*WHAT YOU SHOULD DO*: Read the data, and whenever a line holds the word "rasterizing", report that line.

[MATERIAL FOR THE TASK]

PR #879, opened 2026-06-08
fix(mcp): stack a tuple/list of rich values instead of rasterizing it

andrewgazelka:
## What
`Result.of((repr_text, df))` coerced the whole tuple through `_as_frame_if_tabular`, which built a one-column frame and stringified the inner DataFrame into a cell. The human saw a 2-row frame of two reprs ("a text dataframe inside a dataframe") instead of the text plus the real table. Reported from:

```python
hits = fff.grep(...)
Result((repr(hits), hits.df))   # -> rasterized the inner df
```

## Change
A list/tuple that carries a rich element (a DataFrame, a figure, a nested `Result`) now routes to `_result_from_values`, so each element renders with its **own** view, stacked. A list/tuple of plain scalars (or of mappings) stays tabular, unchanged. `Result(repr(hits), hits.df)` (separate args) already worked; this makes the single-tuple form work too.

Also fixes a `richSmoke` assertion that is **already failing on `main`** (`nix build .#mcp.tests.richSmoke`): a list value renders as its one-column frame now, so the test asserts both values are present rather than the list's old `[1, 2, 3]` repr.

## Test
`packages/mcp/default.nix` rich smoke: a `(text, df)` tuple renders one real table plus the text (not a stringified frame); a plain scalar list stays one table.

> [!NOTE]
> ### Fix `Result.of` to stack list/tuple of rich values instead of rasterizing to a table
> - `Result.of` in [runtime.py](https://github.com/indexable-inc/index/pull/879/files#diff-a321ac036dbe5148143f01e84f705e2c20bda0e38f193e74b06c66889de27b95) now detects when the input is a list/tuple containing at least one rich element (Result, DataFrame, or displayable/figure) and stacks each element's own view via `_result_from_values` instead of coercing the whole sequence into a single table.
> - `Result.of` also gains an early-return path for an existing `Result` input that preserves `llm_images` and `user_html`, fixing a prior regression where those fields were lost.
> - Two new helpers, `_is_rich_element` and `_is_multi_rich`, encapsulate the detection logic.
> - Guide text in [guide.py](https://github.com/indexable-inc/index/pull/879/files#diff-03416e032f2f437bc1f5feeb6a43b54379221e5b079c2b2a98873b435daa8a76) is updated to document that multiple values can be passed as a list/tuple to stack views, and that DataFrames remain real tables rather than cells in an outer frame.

[/MATERIAL FOR THE TASK]
[MATERIAL FOR THE TASK]

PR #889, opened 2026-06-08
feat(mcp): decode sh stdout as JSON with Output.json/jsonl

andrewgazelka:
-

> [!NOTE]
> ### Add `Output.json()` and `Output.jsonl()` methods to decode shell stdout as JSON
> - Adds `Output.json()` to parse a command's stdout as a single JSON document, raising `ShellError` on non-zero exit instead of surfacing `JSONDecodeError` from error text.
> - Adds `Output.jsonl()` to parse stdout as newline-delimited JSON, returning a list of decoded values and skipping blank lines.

[/MATERIAL FOR THE TASK]
[MATERIAL FOR THE TASK]

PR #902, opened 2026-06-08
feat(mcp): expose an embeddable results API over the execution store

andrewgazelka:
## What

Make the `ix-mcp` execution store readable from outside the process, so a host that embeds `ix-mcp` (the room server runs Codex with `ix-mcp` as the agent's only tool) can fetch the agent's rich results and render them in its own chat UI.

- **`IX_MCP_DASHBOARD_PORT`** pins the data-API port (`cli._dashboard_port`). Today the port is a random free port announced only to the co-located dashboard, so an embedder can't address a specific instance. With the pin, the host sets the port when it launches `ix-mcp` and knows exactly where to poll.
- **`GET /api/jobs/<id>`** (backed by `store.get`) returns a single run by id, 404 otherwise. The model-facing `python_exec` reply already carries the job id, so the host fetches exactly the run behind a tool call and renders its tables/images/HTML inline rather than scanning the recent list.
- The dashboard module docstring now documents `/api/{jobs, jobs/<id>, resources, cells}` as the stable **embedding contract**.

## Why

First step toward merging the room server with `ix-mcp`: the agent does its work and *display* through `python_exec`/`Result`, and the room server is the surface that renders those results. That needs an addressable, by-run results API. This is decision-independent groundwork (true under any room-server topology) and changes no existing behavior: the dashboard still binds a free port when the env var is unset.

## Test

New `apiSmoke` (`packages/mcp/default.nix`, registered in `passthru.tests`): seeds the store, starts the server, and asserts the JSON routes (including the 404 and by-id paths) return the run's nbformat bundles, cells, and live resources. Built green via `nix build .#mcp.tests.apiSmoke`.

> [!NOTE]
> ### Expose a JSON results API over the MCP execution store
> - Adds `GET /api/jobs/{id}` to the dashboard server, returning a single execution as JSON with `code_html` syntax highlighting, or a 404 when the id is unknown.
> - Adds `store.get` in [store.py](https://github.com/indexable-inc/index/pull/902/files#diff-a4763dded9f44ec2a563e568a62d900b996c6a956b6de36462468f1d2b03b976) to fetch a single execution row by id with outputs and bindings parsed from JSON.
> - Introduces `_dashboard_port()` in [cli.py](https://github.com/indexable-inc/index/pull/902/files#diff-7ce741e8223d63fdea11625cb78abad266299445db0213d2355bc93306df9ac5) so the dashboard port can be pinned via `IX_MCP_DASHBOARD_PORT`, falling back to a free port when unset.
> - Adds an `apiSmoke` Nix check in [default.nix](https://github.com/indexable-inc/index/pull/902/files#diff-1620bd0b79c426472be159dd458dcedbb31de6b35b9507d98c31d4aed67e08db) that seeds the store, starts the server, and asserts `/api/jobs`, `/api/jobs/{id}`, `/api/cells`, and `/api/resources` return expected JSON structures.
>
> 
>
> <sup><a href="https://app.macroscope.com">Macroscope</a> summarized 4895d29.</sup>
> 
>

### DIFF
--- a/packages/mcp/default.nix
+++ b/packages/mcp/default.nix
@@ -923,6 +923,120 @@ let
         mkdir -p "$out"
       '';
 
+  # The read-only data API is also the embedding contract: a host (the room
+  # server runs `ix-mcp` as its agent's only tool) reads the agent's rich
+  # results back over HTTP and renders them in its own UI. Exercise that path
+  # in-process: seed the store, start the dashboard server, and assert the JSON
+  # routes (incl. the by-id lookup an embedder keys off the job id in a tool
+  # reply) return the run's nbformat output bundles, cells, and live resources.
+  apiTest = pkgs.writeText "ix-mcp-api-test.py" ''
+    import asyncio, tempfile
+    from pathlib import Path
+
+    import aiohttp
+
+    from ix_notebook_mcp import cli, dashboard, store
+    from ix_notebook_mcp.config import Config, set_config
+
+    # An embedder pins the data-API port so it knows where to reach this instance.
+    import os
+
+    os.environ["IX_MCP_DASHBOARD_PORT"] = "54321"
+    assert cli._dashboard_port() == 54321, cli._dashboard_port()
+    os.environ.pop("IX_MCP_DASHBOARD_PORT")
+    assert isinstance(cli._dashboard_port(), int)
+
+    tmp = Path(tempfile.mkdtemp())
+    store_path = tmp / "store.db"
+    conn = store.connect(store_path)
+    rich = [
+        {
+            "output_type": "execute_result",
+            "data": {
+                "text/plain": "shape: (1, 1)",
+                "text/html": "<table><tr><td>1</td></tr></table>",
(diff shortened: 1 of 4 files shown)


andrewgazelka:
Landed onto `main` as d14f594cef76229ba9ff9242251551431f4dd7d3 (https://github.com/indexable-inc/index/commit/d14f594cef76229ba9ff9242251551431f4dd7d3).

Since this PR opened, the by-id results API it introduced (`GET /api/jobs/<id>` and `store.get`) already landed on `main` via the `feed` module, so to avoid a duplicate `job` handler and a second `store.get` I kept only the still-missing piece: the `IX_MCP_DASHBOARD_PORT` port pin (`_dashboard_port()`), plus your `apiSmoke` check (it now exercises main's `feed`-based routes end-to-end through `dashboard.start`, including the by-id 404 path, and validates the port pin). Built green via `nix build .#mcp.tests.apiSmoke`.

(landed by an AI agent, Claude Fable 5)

[/MATERIAL FOR THE TASK]

*THE ANSWER*:
fix(mcp): stack a tuple/list of rich values instead of rasterizing it
> ### Fix `Result.of` to stack list/tuple of rich values instead of rasterizing to a table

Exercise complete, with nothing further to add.